A La Casa de la Portera, uno de los espacios más dinámicos de la escena off madrileña, se entra con la curiosidad culpable y magnética de quien se deja seducir por una escena íntima: como un profanador. Más si dentro nos encontramos con una procesión de monjas (sor Leona en el centro, magnífica, de fucsia, haciendo sonar la campana) que caminan ceremoniosamente mientras invocan al Santo Membrillo. Todavía más si las monjas en cuestión, a lo largo de toda la obra, nos hacen partícipes de su propia profanación del establishment al hacer estallar los límites de lo aceptable.
En la hora y media de duración de Cerda no hay ni un solo segundo de desperdicio; el tiempo del espectador se teje entre la concentración durante los monólogos más reflexivos y la descarga de risa que provocan el tono de sátira irreverente, la frecura achispada de la actuación y las situaciones más surrealistas o festivamente absurdas.
Drama desde la comedia
Hablamos con Juan Mairena, dramaturgo y director de Cerda, y nos comenta que él empezó escribiendo únicamente drama, pero que un buen día se propuso “el reto de contar un drama desde la comedia”, o, dicho de otro modo, de echar luz desde el humor sobre una realidad dramática: la aberración de los secuestros de niños (concretamente el caso de la monja María Gómez Valbuena, fallecida el pasado año), la hipocresía y el fanatismo de la institución (ya sea religiosa, política, económica, o todo a la vez), y la condena más o menos disfrazada de “tolerancia” que en este momento y en todas partes existe hacia lo diferente, lo indefinido, lo otro.

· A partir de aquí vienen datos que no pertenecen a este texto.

Issue #1326, opened 2018-04-20
R Markdown websites share same environment when using `render_site()`?


andrewheiss:
This may be a bug, but it also might be the intended behavior for R Markdown. This comes from [an issue I posted on StackOverflow](https://stackoverflow.com/questions/49930372/use-new-environments-for-each-knitted-file-in-an-r-markdown-website). The reason I think it might be a bug is that when `blogdown` and `bookdown` compile a bunch of Rmd files, each one gets its own new environment, while `rmarkdown::render_site()` seems(?) to use one shared environment for all the Rmd files when knitting, which causes unexpected namespace issues.

For example, using this minimum working example with the following 5 files:

**testing.Rproj**

    Version: 1.0

    RestoreWorkspace: Default
    SaveWorkspace: Default
    AlwaysSaveHistory: Default

    EnableCodeIndexing: Yes
    UseSpacesForTab: Yes
    NumSpacesForTab: 2
    Encoding: UTF-8

    RnwWeave: Sweave
    LaTeX: pdfLaTeX

    AutoAppendNewline: Yes

    BuildType: Website

**\_site.yml**

    name: "testing"
    navbar:
      title: "Testing"
      left:
        - text: "Home"
          href: index.html
        - text: "Step 1"
          href: 01_something.html
        - text: "Step 2"
          href: 02_something-else.html

**index.Rmd**

    ---
    title: "Testing"
    ---

    Hello, Website!

**01_something.Rmd**

    ---
    title: "Step 1"
    ---

    Write some data just for fun.

    ```{r}
    library(tidyverse)
    library(here)

    write_csv(mtcars, file.path(here(), "cars.csv"))
    ```

**02_something-else.Rmd**

    ---
    title: "Step 2"
    ---

    This breaks because `lubridate::here()` and `here::here()` conflict, but *only* when rendering the whole site.

    ```{r}
    library(tidyverse)
    library(lubridate)
    library(here)

    # Do something with lubridate
    my_date <- ymd("2018-04-19")

    # Try to use here() and it breaks when rendering the whole site
    # It works just fine when knitting this file on its own, though, since here is loaded after lubridate
    cars <- read_csv(file.path(here(), "cars.csv"))
    ```

[...]

PR #1443, opened 2018-09-06
Render each file in site in a fresh R process

jennybc:
I have a (legacy) R Markdown website: <https://jennybc.github.io/purrr-tutorial/>

I'm having difficulty building the site with `rmarkdown::render_site()` because the search path is leaked from file to file and, therefore, undesirable and hard-to-control function masking is happening, even though each individual *file* has the correct `library()` calls. Each individual file can be rendered with no problems.

In another context, I would use explicit name spacing to solve this, but that's not so great in a pedagogical setting. Also, it just doesn't seem right that, by the time you render file 50, your search path reflects every `library()` call in files 1 - 49.

Is there any way this would be accepted? I'd be happy to refine.


jennybc:
I'm surprised tests pass with my first commit. They fail for me locally like so:

```
✖ |  6 1     | site [1.1 s]
─────────────────────────────────────────────────────────
test-site.R:54: failure: render_site does not leak search path across files
any(grepl("stringr", b, fixed = TRUE)) isn't false.
─────────────────────────────────────────────────────────
```

Is there any chance `skip_on_cran()` is somehow active on travis?

gaborcsardi:
Some extra motivation: in the near future we'll be able to render the files in parallel, in a bunch of worker processes.

jennybc:
OK let's move forward.

Any suggestions re: the name or key in `_site.yml` to request rendering each file in a separate, fresh process, i.e. `SOMETHING` below? Is there an existing term we should honour? Sounds like we should also keep the prospect of parallel execution in mind.

```
name: "my-website"
output_dir: "_site"
include: ["import.R"]
exclude: ["docs.txt", "*.csv"]
SOMETHING: true
```

Also, my current PR suppresses the usual output from the rendering. We just get the spinner provided by callr, which is probably too minimal. What do we want re: progress reporting?

yihui:
Oh naming. That's the hardest part. In bookdown, I used `new_session`: https://bookdown.org/yihui/bookdown/new-session.html Not sure if that is a good name.

`new_session` can be `true`, `false`, or `parallel` (again, not sure if this is a good idea--blending logical values with string values in the same option).

I don't have an opinion on progress reporting. Perhaps we can do that after someone files a feature request.

gaborcsardi:
I can help with progress reporting, it is actually easy, we can just get the output of the remote process, and print it to the screen.

gaborcsardi:
So the output goes like this:
```r
callr::r(
  function() { for  (i in 1:5) { print(i); Sys.sleep(1) } }, 
  block_callback = function(x) cat(x)
)
```

jennybc:
OK the new behaviour is triggered if and only if `new_session: true` is found in `_site.yml`. callr is moved to Suggests.

How is this looking @yihui?

Not yet handled:

  * Documentation
  * Progress reporting

jennybc:
This doesn't seem right but ... is the `.Rd` file for this hand-edited? Once that's clarified, I will find a place to mention the `new_session` configuration approach in the docs.

@yihui I think the implementation and test is ready for another look.

jdblischak:
I super support this PR. Please see this old issue for another motivating use case: #1326

jennybc:
I have it on good authority that yes this `.Rd` file is maintained by hand. I will make a separate PR to convert it to roxygen and then, once that is merged, merge master into this PR, to keep things separate.

jennybc:
Thanks @yihui!

The more I think about this, the more I think maybe `rmarkdown::render() itself should offer a `new_session` argument. So that it's easy for mere mortals to do with `rmarkdown::render()` what they do when they click the "Knit" button in RStudio. But that is a bigger change and something I would leave to the maintainers. But obviously, if that ever happened, then this PR could be undone and the `new_session: true` config would simply get wired up to that fictional argument.

PR #1466, opened 2018-10-24
Add pandoc_exec function to get pandoc binary path

### LINKED ISSUE #1465: Export pandoc()
I was wondering if you could export `pandoc()`.  There are a few pandoc commands that aren't covered by `pandoc_convert()` or `pandoc_version()` and would be nice to be able to run against the same version of pandoc **rmarkdown** is using. 

In my case I am calling `pandoc --print-default-data-file reference.pptx` to get the pandoc's internal template, which could be different places depending on the system and if the user has placed a template in their pandoc data directory. I'm currently doing so with a `getFromNamespace()` hack:

```
#' @importFrom utils getFromNamespace
get_default_pandoc_pptx <- function(outfile = tempfile(fileext = ".pptx")) {
  sys::exec_wait(getFromNamespace("pandoc", "rmarkdown")(),
    args = c("--print-default-data-file", "reference.pptx"),
    std_out = outfile)
  return(outfile)
}
```

noamross:
Closes #1465


R/pandoc.R
```diff
@@ -716,3 +716,20 @@ find_pandoc_theme_variable <- function(args) {
 pandoc2.0 <- function() {
   pandoc_available("2.0")
 }
+
+#' Get the path of the pandoc executable
+#'
+#' Returns the path of the pandoc executable used by functions in the the
+#' \bold{rmarkdown} package. This is the most recent version of pandoc found in
```
yihui: `\bold` -> `\pkg`

R/pandoc.R
```diff
@@ -716,3 +716,20 @@ find_pandoc_theme_variable <- function(args) {
...
+#' either the system path or shipped with RStudio.
+#'
+#' See the
+#' \href{http://pandoc.org/MANUAL.html}{pandoc manual}
+#' for pandoc commands.
+#' @examples
+#' \dontrun{
```
yihui: BDR used to ask authors to explain why they use `\dontrun{}`, so personally I have given it up. Since this example is trivial, I'd just remove it.

noamross:
Updated and squashed

PR #1475, opened 2018-11-04
Use internal HTML dependency functions (and no longer depend on `htmldeps`)

rich-iannone:
This puts `html_dependency_*()` functions back into **rmarkdown**. There is no longer a requirement to depend on the **htmldeps** package, so references to that package are removed.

Cada personaje se perfila en Cerda como un ser extraño, ajeno a la naturaleza que la sociedad perfila, moviéndose entre las grietas de lo clasificable: entre lo femenino y lo masculino, la vida y la muerte, la realidad y la ficción, el cielo y el infierno; en el espacio híbrido de la “anormalidad” (de la anormatividad), que tantas veces se rechaza porque no se entiende.
Blasfemia y misticismo
Carolina Herrera, que aterrizó en Cerda hace dos meses para sustituir a Inma Cuevas en el papel de Sor Cicilia, nos cuenta cómo en las representaciones hay reacciones muy diversas por parte de los espectadores: “cada función es un mundo, y la energía del público en un espacio tan pequeñito se siente mucho y se mezcla con la propia actuación”. Para ella, cada día se renueva la obra y crece su disfrute, aunque, advierte, la comedia es siempre difícil, porque “hacer reír es una cosa muy seria”.
En cualquier caso, Cerda consigue divertir de verdad, en las varias acepciones del verbo: mediante el entretenimiento y la desviación. En ella se mezclan la blasfemia y el éxtasis místico, las sesiones espiritistas y las artes marciales, la Pasión de Cristo y The Walking Dead; todo es posible porque, como dice uno de los personajes, “la verdad es cosa de fanáticos”. La verdad única y excluyente de los fanáticos, capaces de adorar a la Cerda –becerro de oro– y olvidarse de las miserias de la humanidad: a esa paradoja apunta Cerda cuando, por ejemplo, la arrolladora monja travesti de sor Leona exclama: “¡Esto es el colmo del surrealismo y la transexualidad!”.
La obra consigue abrir, citando a Adorno y su definición del arte, “el intersticio subversivo que nos libra de los grilletes de lo dominante”, de lo políticamente correcto o, podríamos decir ahora, del discurso derrotista de la crisis: Cerda es parte de un auge en el ámbito dramático que su director califica como otra movida madrileña a nivel teatral, de la que La Casa de la Portera ha sido catalizadora.